Dans une lettre adressée à l’élite malienne, Mamadou Lamine Siby, un analyste et homme politique, parle des changements de comportement chez le peuple malien qui, selon lui, commence à se révolter pour son droit. Aussi, a-t-il déploré les difficultés que connait le Mali.
Lisez la lettre
Margaux Bonhomme, réalisatrice de son état, a choisi de donner comme titre à son premier long-métrage, marche ou crève. Nous nous disons à l’élite malienne : « penser ou crever ? Choisissez ! »
C’est sur ce vers que nous introduisons cette lettre aux allures d’alerte à la bombe adressée à la bien-pensance malienne.
En effet, depuis un certain temps nous constatons de profondes mutations sur le plan sociétal, un malaise généralisé s’empare du pays. Notre jeunesse dans sa grande majorité demeure sans repères, déboussolée, dans un grand besoin de s’identifier. Elle semble plutôt s’inscrire dans une logique de défiance. Les citoyens de manière générale désavouent l’Etat et les institutions qui l’incarnent (parce que ne lui trouvant plus légitime), le fossé entre l’élite et sa base s’élargit inexorablement, l’institution sociale de base (la famille) n’éduque ni n’élève encore, on crie haro sur les partis politiques, l’idée d’une résistance citoyenne face à l’aristocratie élitiste germe et semble de mieux en mieux organisée. Le temps de l’Etat légitime paraît révolu. Des insurrections parfois pensées parfois spontanées s’observent un peu partout dans le pays. Bref, la société malienne semble enclencher une nouvelle dynamique, mais dans quel sens ?

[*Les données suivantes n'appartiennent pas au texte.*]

PR #330, opened 2022-01-16
Make scrolling a main-thread task at first

chrishtr:
..and only in the threaded scrolling section do the work to make it threaded.

### DIFF
--- a/book/scheduling-and-threading.md
+++ b/book/scheduling-and-threading.md
@@ -770,7 +770,7 @@ In `run`, implement a simple event loop scheduling strategy that runs the
 rendering pipeline if needed, and also one browser method and one script task,
 if there are any on those queues.
 
-The part at thet end is the trickiest. First, check if there are more tasks
+The part at the end is the trickiest. First, check if there are more tasks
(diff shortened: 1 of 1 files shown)


book/scheduling-and-threading.md
```diff
@@ -1059,16 +1056,18 @@ Skia is thread-safe, but SDL may not be.
...
 ==================
 
-Recall how we've added some scroll-related code, but we didn't really get into
-how it works (I also omitted some of the code). Let's now carefully examine
-how to implement threaded scrolling.
+Two sections back we talked about how important it is to run scrolling on the 
+browser thread, to avoid slow scripts. But right now, even though there
+is a browser thread, scrolling still happens in a `Task` on the main thread.
+Let's now make scrolling truly *threaded*, meaning it runs on the browser
+thread in parallel with scripts and other main thread work.
```
pavpanchekha, line 1063: Honestly I would move the discussion of blocked scrolling to here, but right now this is hard to do because there are multiple dependencies on that example. We can discuss it next time. In any case, I think the scrolling discussion is much better now, since it now reads as an interesting complication on top of an existing, understood threading architecture.

PR #333, opened 2022-01-18
Fix a race condition with display_scheduled

chrishtr:
There was a bug in which the display_scheduled variable on a Tab could be accessed from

Dès lors, n’est-il pas raisonnable que de conclure à la fin d’un temps ?
Chers gens de l’intelligentsia malienne,
Vous direz que rien n’est indéfiniment statique, que le Changement est un phénomène inévitable à caractère cyclique auquel sont soumis tous les peuples du monde, serait une insulte à cette grande capacité intellectuelle dont vous disposez, qui vous distingue du banal et vous permet de justifier vos différentes positions privilégiées dans la pyramide sociale.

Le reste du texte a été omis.